Homili Hari Raya Kelahiran Yohanes Pembaptis 2014

Hari Raya Kelahiran Yohanes Pembaptis
Yes. 49:1-6
Mzm. 139:1-3,13-14ab,14c-15
Kis. 13:22-26
Luk. 1:57-66,80

Yohanes bertambah besar dan makin kuat rohnya

Fr. JohnSelama bertahun-tahun menjadi imam, saya memiliki pengalaman-pengalaman pastoral tertentu ketika mendampingi keluarga-keluarga muda, khususnya mereka yang pernikahannya saya berkati. Pada umumnya kalau ada kesempatan untuk bertemu dengan mereka, ada saja pengalaman-pengalaman unik untuk dibagikan bersama. Bagi mereka yang belum dikaruniai anak, biasanya mereka merindukannya. Mereka memohon doa, berziarah dan melakukan karya amal kasih tertentu. Saya selalu mengingatkan mereka bahwa tujuan hidup berkeluarga adalah supaya pasangan hidup itu sama-sama merasa bahagia. Anak adalah anugerah Tuhan sehingga apa yang mereka sedang lakukan itu baik adanya. Bagi mereka yang sudah memiliki anak, mereka memancarkan rasa bahagianya dan memohon supaya saya membaptis, selalu mendokan dan memberkatinya. Anaknya dilatih untuk menyapa saya “Uncle Romo”, ada juga yang lebih lucu lagi karena anaknya dilatih untuk memanggilku “Opa Romo”. Yah macam-macam sapaan penuh keakraban, tetapi yang terpenting adalah saya bangga melihat pasutri tertentu yang bahagia dalam perkawinannya. Ada juga pasangan suami istri yang masih berjuang untuk mencapai kebahagiaan bersama, saling mengenal lebih dalam lagi karena ternyata jatuh cinta yang sebenarnya itu terjadi saat sudah hidup bersama. Masing-masing orang menampilkan keasliannya. Itulah indahnya panggilan apabila dihayati dengan penuh kasih.

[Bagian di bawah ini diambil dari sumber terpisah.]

PR #1148, opened 2017-02-03
Make sure BlockPipeline.validate_tx handles all exceptions

### LINKED ISSUE #989: Transaction validation should not throw exception in pipeline
https://github.com/bigchaindb/bigchaindb/blob/master/bigchaindb/pipelines/block.py#L62

During block creation, transaction validation can throw an exception if the transaction is invalid. This should be handled because:

* A single invalid transaction should not abort creation of a block, and
* The pipeline processes do not have a restart mechanism (though even if they did, the bad transaction would need to be reassigned to avoid the same thing happening until another node considers the transaction to be stale).

r-marques:
resolves #989 

`BlockPipeline` was not handling the exceptions that can occur when calling `Transaction.from_dict`.

### DIFF
--- a/tests/pipelines/test_block_creation.py
+++ b/tests/pipelines/test_block_creation.py
@@ -39,6 +39,37 @@ def test_validate_transaction(b, create_tx):
     assert block_maker.validate_tx(valid_tx.to_dict()) == valid_tx
 
 
+def test_validate_transaction_handles_exceptions(b, signed_create_tx):
+    """
+    This test makes sure that `BlockPipeline.validate_tx` handles possible
+    exceptions from `Transaction.from_dict`.
+    """
+    from bigchaindb.pipelines.block import BlockPipeline
+    block_maker = BlockPipeline()
+
+    # Test SchemaValidationError
+    tx_dict = signed_create_tx.to_dict()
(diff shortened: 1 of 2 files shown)


tests/pipelines/test_block_creation.py
```diff
@@ -39,6 +39,37 @@ def test_validate_transaction(b, create_tx):
...
+    # Test InvalidSignature when we pass a bad fulfillment
+    tx_dict = signed_create_tx.to_dict()
+    tx_dict['inputs'][0]['fulfillment'] = 'cf:0:aaaaaaaaaaaaaaaaaaaaaaaaa'
+    assert block_maker.validate_tx(tx_dict) is None
+
+    # Test AmountError
+    signed_create_tx.outputs[0].amount = 0
+    tx_dict = signed_create_tx.to_dict()
+    # set the correct value back so that we can continue using it
+    signed_create_tx.outputs[0].amount = 1
```
sohkai: Could we just change the amount in `tx_dict` instead?

r-marques: that would force me to recalculate the `id`

sohkai: Ahh... good point.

Pada hari ini kita merayakan hari kelahiran Yohanes Pembaptis. Orang tuanya yaitu Zakharias sebagai imam di Bait Allah dan Ibunya Elizabeth yang dianggap mandul itu memiliki kerinduan untuk memiliki seorang anak. Sesuai dengan situasi sosial budaya saat itu, Elizabeth dan Zakharias pasti merasa malu dan minder dengan keluarga-keluarga lain karena belum dikarunia anak padahal sudah memasuki usia senja. Elizabeth sudah dikatakan mandul (Luk 1:7). Malaikat Gabriel saja mengatakan tentang Elizabeth kepada Maria: “Dan sesungguhnya Elisabet, sanakmu itu, ia pun sedang mengandung seorang anak laki-laki pada hari tuanya dan inilah bulan yang keenam bagi dia yang disebut mandul itu.” (Luk 1:36). Jadi label mandul sudah diberikan kepada Elisabeth dan pasti ia tertekan secara psikologis. Situasi yang sama juga pasti dialami oleh Zakharias suaminya karena mungkin dianggap pria yang tidak diberkati keturunan.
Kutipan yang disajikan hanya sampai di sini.